[Stored items]

PR #314, opened 2025-04-17
Video BufferSize settings for MPV

Julien9969:
## Pull Request Description

Add MPV Player Option to Choose Buffer Size (MB)

The default buffer size for MPV player is set to 32 MB. However, depending on the source file, 32 MB might correspond to less than one minute of video, especially if the playback speed is higher than 1x. This can lead to playback stuttering if the server takes time to send data or if the connection is poor.

image

I've checked for MDK, but the buffer seems to be time-based instead of size-based. This might make it less important for this context.

Also : small fix in [getInitials](lib/util/string_extensions.dart), double space in the actor's full name causes a RangeError when accessing the string index.

## Checklist

- [ X] If a new package was added, did you ensure it works for all supported platforms? Is the package well maintained
- [X ] Check that any changes are related to the issue at hand.


PartyDonut (dismissed):
Hi, thanks for taking your time to help out it's greatly appreciated 😃 .

Looks good to me,  I've deleted the discovery_provider.mapper.dart as it was probably included because of the generation.

PartyDonut (approved):

PR #315, opened 2025-04-19
Fix "Ends at" don't use playrate and next episode change selected stream

Julien9969:
## Pull Request Description

- The "Ends at" on player controls display end time with date + runtime, so it does not consider the playrate. 

- I'v updated the playback speed slider to use a step size of 5% and set the maximum speed at 3, i my opinion 10 was a bit hight and only a little partion of the slider was usefull

- When switching to the next video using player button it reset the streams selection to the default ones, the app now preserves the current audio and subtitle stream indices. This avoids falling back to defaults streams index that return the server.
For sysnced items i can't test it because in `createOfflinePlaybackModel` of **playback_model.dart**, 
```dart
    final children = ref.read(syncChildrenProvider(syncedItem));
    final syncedItems = children.where((element) => element.videoFile.existsSync()).toList();
    final itemQueue = syncedItems.map((e) => e.createItemModel(ref));

```
`ref.read(syncChildrenProvider(syncedItem));` return and empty list even if next episode is download

Also i've added a DEVELOPMENT.md file to help set up the project, including installation steps, Linux dependencies, and usage of a fake server for testing, maybe i'm not doing it the best way but might be usefull.

As the change were few lines i didn't create separate PR, but if you prefer i can do that.

## Checklist

### DIFF
--- a/DEVELOPEMENT.md
+++ b/DEVELOPEMENT.md
@@ -1,0 +1,64 @@
+# 🚀 Fladder Dev Setup
+
+## 🔧 Requirements
+
+Ensure the following tools are installed:
+
+- [Flutter SDK](https://flutter.dev/docs/get-started/install) (latest stable)
+- [Android Studio](https://developer.android.com/studio) (for Android development and emulators)
+- [VS Code](https://code.visualstudio.com/) with:
+  - Flutter extension
+  - Dart extension
+
+Verify your Flutter setup with:
+
+```bash
+flutter doctor
+```
+
+## 🚀 Quick Start
+
+```bash
+# Clone the repository
+git clone https://github.com/DonutWare/Fladder.git
+cd Fladder
+
+# Install dependencies
+flutter pub get
+```
+
+## 🐧 Linux Dependencies
+
+If you're on **Linux**, install the `mpv` dependency:
+
+```bash
+sudo apt install libmpv-dev
+```
+
+## 🛠️ Running the App
+
+1. **Connect a device** or launch an emulator.
+2. In VS Code:
+   - Select the target device (bottom right corner).
+   - Press `F5` or go to **Run > Start Debugging**.
+   - If prompted, select **"Run Anyway"**.
+
+## ⚙️ Code Generation
+
+Generate build files (e.g., for `json_serializable`, `freezed`, etc.):
+
+```bash
+flutter pub run build_runner build
+```
+
+> Tip: Use `watch` for continuous builds during development:
+```bash
+flutter pub run build_runner watch
+```
+
+## 🌐 Using the Fake Server
+To connect to the fake server :
+Add a new server with the following details:
+   - **Server URL**: `http://22b469df.fladder.nl`  
+   - **Username**: `User 1`  
+   - **Password**: `Txnw6RWYb8yEtD`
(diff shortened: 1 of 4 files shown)


DEVELOPEMENT.md
```diff
@@ -0,0 +1,64 @@
...
+
+> Tip: Use `watch` for continuous builds during development:
+```bash
+flutter pub run build_runner watch
+```
+
+## 🌐 Using the Fake Server
+To connect to the fake server :
+Add a new server with the following details:
+   - **Server URL**: `http://22b469df.fladder.nl`
```
PartyDonut, line 62: Development document looks fine, This however I'm not sure., the fake server response was mostly implemented to please the google reviewers. 

Would probably be better to link to the jellyfin demo server?
https://demo.jellyfin.org/stable/web/

lib/models/playback/playback_model.dart
PartyDonut, line 1: I would prefer to leave subtitle handling to the server. 
And if we do implement something like this, to maybe check whether a subtitle with the same language code and type can be selected? Instead of relying on the index.

This would also only work when the files have the exact same amount of subtitles (or at least the same index).

lib/screens/video_player/components/video_player_options_sheet.dart
```diff
@@ -502,9 +502,9 @@ Future<void> showPlaybackSpeed(BuildContext context) {
                           width: 250,
                           child: FladderSlider(
                             min: 0.25,
-                            max: 10,
+                            max: 3,
```
PartyDonut, line 505: This looks fine to me.
However maybe instead of "forcing" the user to a min/max we could have a  -/+ 0.05% buttons that way the user can do whatever they want? Not sure how usefull that would be I personally don't use the functionality alot so not sure if it fits the use case.

PartyDonut (changes requested):
Thanks again for contributing 😄.

Left a few comments/ideas. 

Also could you split up the changes? 
Not so much because of the size, more so because the release notes depends on pull-requests. 
Splitting the PR's up even if they are smaller makes the release notes cleaner and more organized.

Something like this:
1. chore: Added Development.md
2. fix: Ends at calculation when playbackrate is not 1x
3. feat: Videplayer playbackrate changes
4. feat: Videoplayer Audio/Subtitle stream remember

lib/screens/video_player/components/video_player_options_sheet.dart
Julien9969: I think the slider is great. Clicking multiple times on a button is not really user-friendly, and for 99.99% of cases, I think people won't go above 2.

lib/models/playback/playback_model.dart
Julien9969: That's right, it could be an issue I hadn't considered. Does the server know which current stream is selected and send that information? I find it quite annoying that the stream selection is reset when moving to the next video, but I will try to handle it more intelligently

Julien9969:
> Thanks again for contributing 😄.
> 
> Left a few comments/ideas.
> 
> Also could you split up the changes? Not so much because of the size, more so because the release notes depends on pull-requests. Splitting the PR's up even if they are smaller makes the release notes cleaner and more organized.
> 
> Something like this:
> 
> 1. chore: Added Development.md
> 2. fix: Ends at calculation when playbackrate is not 1x
> 3. feat: Videplayer playbackrate changes
> 4. feat: Videoplayer Audio/Subtitle stream remember

Sure, I will split it. I'll temporarily convert this to a draft to keep track of the conversation

lib/models/playback/playback_model.dart
PartyDonut: Lets convert this to a discussion for now, I think there are a lot of things at work that could make this difficult to implement in a way that most people would want.

PR #325, opened 2025-05-04
fix: Ends at calculation when playbackrate is not 1x

Julien9969:
## Pull Request Description

The "Ends at" on player controls display end time with date + runtime, so it does not consider the playrate.

## Checklist


PartyDonut (approved):
LGTM, Thanks for splitting it up 👍🏼

PR #326, opened 2025-05-04
feat: playbackrate changes - max set to 3 and smaller steps

Julien9969:
## Pull Request Description

Updated of the playback speed slider to use a step size of 5% and set the maximum speed at 3, i my opinion 10 was a bit hight and only a little partion of the slider was usefull

## Checklist


PartyDonut (approved):
Thanks!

ACTION ITEM:
From the data above, extract every line in its exact form.

WRITTEN RESPONSE:
PR #314, opened 2025-04-17
Video BufferSize settings for MPV

Julien9969:
## Pull Request Description

Add MPV Player Option to Choose Buffer Size (MB)

The default buffer size for MPV player is set to 32 MB. However, depending on the source file, 32 MB might correspond to less than one minute of video, especially if the playback speed is higher than 1x. This can lead to playback stuttering if the server takes time to send data or if the connection is poor.

image

I've checked for MDK, but the buffer seems to be time-based instead of size-based. This might make it less important for this context.

Also : small fix in [getInitials](lib/util/string_extensions.dart), double space in the actor's full name causes a RangeError when accessing the string index.

## Checklist

- [ X] If a new package was added, did you ensure it works for all supported platforms? Is the package well maintained
- [X ] Check that any changes are related to the issue at hand.


PartyDonut (dismissed):
Hi, thanks for taking your time to help out it's greatly appreciated 😃 .

Looks good to me,  I've deleted the discovery_provider.mapper.dart as it was probably included because of the generation.

PartyDonut (approved):

PR #315, opened 2025-04-19
Fix "Ends at" don't use playrate and next episode change selected stream

Julien9969:
## Pull Request Description

- The "Ends at" on player controls display end time with date + runtime, so it does not consider the playrate. 

- I'v updated the playback speed slider to use a step size of 5% and set the maximum speed at 3, i my opinion 10 was a bit hight and only a little partion of the slider was usefull

- When switching to the next video using player button it reset the streams selection to the default ones, the app now preserves the current audio and subtitle stream indices. This avoids falling back to defaults streams index that return the server.
For sysnced items i can't test it because in `createOfflinePlaybackModel` of **playback_model.dart**, 
```dart
    final children = ref.read(syncChildrenProvider(syncedItem));
    final syncedItems = children.where((element) => element.videoFile.existsSync()).toList();
    final itemQueue = syncedItems.map((e) => e.createItemModel(ref));

```
`ref.read(syncChildrenProvider(syncedItem));` return and empty list even if next episode is download

Also i've added a DEVELOPMENT.md file to help set up the project, including installation steps, Linux dependencies, and usage of a fake server for testing, maybe i'm not doing it the best way but might be usefull.

As the change were few lines i didn't create separate PR, but if you prefer i can do that.

## Checklist

### DIFF
--- a/DEVELOPEMENT.md
+++ b/DEVELOPEMENT.md
@@ -1,0 +1,64 @@
+# 🚀 Fladder Dev Setup
+
+## 🔧 Requirements
+
+Ensure the following tools are installed:
+
+- [Flutter SDK](https://flutter.dev/docs/get-started/install) (latest stable)
+- [Android Studio](https://developer.android.com/studio) (for Android development and emulators)
+- [VS Code](https://code.visualstudio.com/) with:
+  - Flutter extension
+  - Dart extension
+
+Verify your Flutter setup with:
+
+```bash
+flutter doctor
+```
+
+## 🚀 Quick Start
+
+```bash
+# Clone the repository
+git clone https://github.com/DonutWare/Fladder.git
+cd Fladder
+
+# Install dependencies
+flutter pub get
+```
+
+## 🐧 Linux Dependencies
+
+If you're on **Linux**, install the `mpv` dependency:
+
+```bash
+sudo apt install libmpv-dev
+```
+
+## 🛠️ Running the App
+
+1. **Connect a device** or launch an emulator.
+2. In VS Code:
+   - Select the target device (bottom right corner).
+   - Press `F5` or go to **Run > Start Debugging**.
+   - If prompted, select **"Run Anyway"**.
+
+## ⚙️ Code Generation
+
+Generate build files (e.g., for `json_serializable`, `freezed`, etc.):
+
+```bash
+flutter pub run build_runner build
+```
+
+> Tip: Use `watch` for continuous builds during development:
+```bash
+flutter pub run build_runner watch
+```
+
+## 🌐 Using the Fake Server
+To connect to the fake server :
+Add a new server with the following details:
+   - **Server URL**: `http://22b469df.fladder.nl`  
+   - **Username**: `User 1`  
+   - **Password**: `Txnw6RWYb8yEtD`
(diff shortened: 1 of 4 files shown)


DEVELOPEMENT.md
```diff
@@ -0,0 +1,64 @@
...
+
+> Tip: Use `watch` for continuous builds during development:
+```bash
+flutter pub run build_runner watch
+```
+
+## 🌐 Using the Fake Server
+To connect to the fake server :
+Add a new server with the following details:
+   - **Server URL**: `http://22b469df.fladder.nl`
```
PartyDonut, line 62: Development document looks fine, This however I'm not sure., the fake server response was mostly implemented to please the google reviewers. 

Would probably be better to link to the jellyfin demo server?
https://demo.jellyfin.org/stable/web/

lib/models/playback/playback_model.dart
PartyDonut, line 1: I would prefer to leave subtitle handling to the server. 
And if we do implement something like this, to maybe check whether a subtitle with the same language code and type can be selected? Instead of relying on the index.

This would also only work when the files have the exact same amount of subtitles (or at least the same index).

lib/screens/video_player/components/video_player_options_sheet.dart
```diff
@@ -502,9 +502,9 @@ Future<void> showPlaybackSpeed(BuildContext context) {
                           width: 250,
                           child: FladderSlider(
                             min: 0.25,
-                            max: 10,
+                            max: 3,
```
PartyDonut, line 505: This looks fine to me.
However maybe instead of "forcing" the user to a min/max we could have a  -/+ 0.05% buttons that way the user can do whatever they want? Not sure how usefull that would be I personally don't use the functionality alot so not sure if it fits the use case.

PartyDonut (changes requested):
Thanks again for contributing 😄.

Left a few comments/ideas. 

Also could you split up the changes? 
Not so much because of the size, more so because the release notes depends on pull-requests. 
Splitting the PR's up even if they are smaller makes the release notes cleaner and more organized.

Something like this:
1. chore: Added Development.md
2. fix: Ends at calculation when playbackrate is not 1x
3. feat: Videplayer playbackrate changes
4. feat: Videoplayer Audio/Subtitle stream remember

lib/screens/video_player/components/video_player_options_sheet.dart
Julien9969: I think the slider is great. Clicking multiple times on a button is not really user-friendly, and for 99.99% of cases, I think people won't go above 2.

lib/models/playback/playback_model.dart
Julien9969: That's right, it could be an issue I hadn't considered. Does the server know which current stream is selected and send that information? I find it quite annoying that the stream selection is reset when moving to the next video, but I will try to handle it more intelligently

Julien9969:
> Thanks again for contributing 😄.
> 
> Left a few comments/ideas.
> 
> Also could you split up the changes? Not so much because of the size, more so because the release notes depends on pull-requests. Splitting the PR's up even if they are smaller makes the release notes cleaner and more organized.
> 
> Something like this:
> 
> 1. chore: Added Development.md
> 2. fix: Ends at calculation when playbackrate is not 1x
> 3. feat: Videplayer playbackrate changes
> 4. feat: Videoplayer Audio/Subtitle stream remember

Sure, I will split it. I'll temporarily convert this to a draft to keep track of the conversation

lib/models/playback/playback_model.dart
PartyDonut: Lets convert this to a discussion for now, I think there are a lot of things at work that could make this difficult to implement in a way that most people would want.

PR #325, opened 2025-05-04
fix: Ends at calculation when playbackrate is not 1x

Julien9969:
## Pull Request Description

The "Ends at" on player controls display end time with date + runtime, so it does not consider the playrate.

## Checklist


PartyDonut (approved):
LGTM, Thanks for splitting it up 👍🏼

PR #326, opened 2025-05-04
feat: playbackrate changes - max set to 3 and smaller steps

Julien9969:
## Pull Request Description

Updated of the playback speed slider to use a step size of 5% and set the maximum speed at 3, i my opinion 10 was a bit hight and only a little partion of the slider was usefull

## Checklist


PartyDonut (approved):
Thanks!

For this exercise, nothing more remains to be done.